* [Supplied records]
|---|

PR #157, opened 2022-01-18
JIT: fix crash in Is/Is not comparisons

undingen:
My newly introduced #146 optimization contained a bug which caused crashes.
Problem was that when both sides of the comparison are owned values and the first refcount reaches 0.
The call to `_Py_Dealloc` clobbers all registers including the one where we stored the second variable to decref.
This caused us to decref random memory :/.


kmod:
ah good catch, this seems annoying to discover

PR #158, opened 2022-01-18
CI: run external testsuites

undingen:
This significantly enhances our CI tests. And should make it much less likely for regressions to sneak in.

- add new non conda build job which uses regular unopt non-conda build but with ubuntus llvm libs
     - needs to run inside own docker image so we can control exactly what dependencies get installed
     - could not use the conda job because of dependency issues while installing the dependencies for the external tests.
     - we are building own ubuntu 20.04 based image because some tests fail when run as root and I found this the easiest and cleanest solution
- moved `test_numpy` to the `EXTERNAL_TESTSUITES`
- only run the external testsuites with default JIT flags to reduce build time
- `test_numpy` failed for me. It seemed the `usercustomize.py` script did not get run so I switched to putting in a `.pth` file

Runtime seems to be about 2h15min - will update when all CI jobs have finished

### DIFF
--- a/.github/workflows/Dockerfile
+++ b/.github/workflows/Dockerfile
@@ -1,0 +1,31 @@
+FROM ubuntu:latest
+
+ENV DEBIAN_FRONTEND=noninteractive
+
+# set up locale
+RUN apt-get update
+RUN apt-get -y install locales locales-all
+ENV LC_ALL=C.UTF-8
+ENV LANG=C.UTF-8
+
+# copied from https://code.visualstudio.com/remote/advancedcontainers/add-nonroot-user
+ARG USERNAME=nonroot
+ARG USER_UID=1000
+ARG USER_GID=$USER_UID
+
+# Create the user
+RUN groupadd --gid $USER_GID $USERNAME \
+    && useradd --uid $USER_UID --gid $USER_GID -m $USERNAME \
+    #
+    # [Optional] Add sudo support. Omit if you don't need to install software after connecting.
+    && apt-get update \
+    && apt-get install -y sudo \
+    && echo $USERNAME ALL=\(root\) NOPASSWD:ALL > /etc/sudoers.d/$USERNAME \
+    && chmod 0440 /etc/sudoers.d/$USERNAME
+
+# ********************************************************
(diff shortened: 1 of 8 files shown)


undingen:
Ok so this is super strange without the second commit django is always failing:

>test: change order of cpython and pyston run
>
>Why does cpython when run before pyston pickup more (15035) tests
>than pyston (14458) on test_django. But when the order is swapped both only pick up 14458 and the test succeeds.
>
>It seems to not run the tests in the 'test/cache/' directory.

I can't understand what the difference is - maybe you know?
It also seems all the tests got picked up in the commits test run: 15035 not 14458 like it wrote in the commit message. (I also run it several times and they all succeeded - but only when the order of cpython and pyston are swapped)

kmod:
I've seen something that might be related -- somehow, sometimes a file (a test data file I think) gets deleted from the django directory, which changes something about the testing process which causes the comparison to fail. On my local machine I can notice this by running `git status` and it will report a deleted file.

I put together a quick test and started it running to see if this is what's happening:
https://github.com/kmod/pyston/actions

If this isn't it I'm not sure what's up :/

undingen:
good point. I notices this once but than thought it must have been my editor or so (because it was some file with "~" in the name) playing games. But make sense that it was the actually the test run which modified it.

Based on your test runs it seems this is not the problem here?

kmod:
Yeah that doesn't seem to be it so I don't know what it is :/  Some random ideas
- can we reproduce this locally? if so are there any changes to the django/ directory after the test?
- does running it without parallelism change anything?

if both of those are "no" then I'm very confused

undingen:
- I could not reproduce it on my local machine but did manage to reproduce it now inside the docker image.
- running: `make test` instead of `make unopt -j$(nproc)` did not fix the CI
- it's faster to reproduce by changing to only `EXTERNAL_TESTSUITES:=django`

kmod:
Lgtm! Here's my fix:
https://github.com/kmod/pyston/commit/51a39f712cdf578ea7bc3e7bd180b19e327a9c4f

undingen:
thanks for tracking down the issue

|---|

A complete answer lists each line of the data that holds the word "random".

* [Task solution]
This caused us to decref random memory :/.
Yeah that doesn't seem to be it so I don't know what it is :/  Some random ideas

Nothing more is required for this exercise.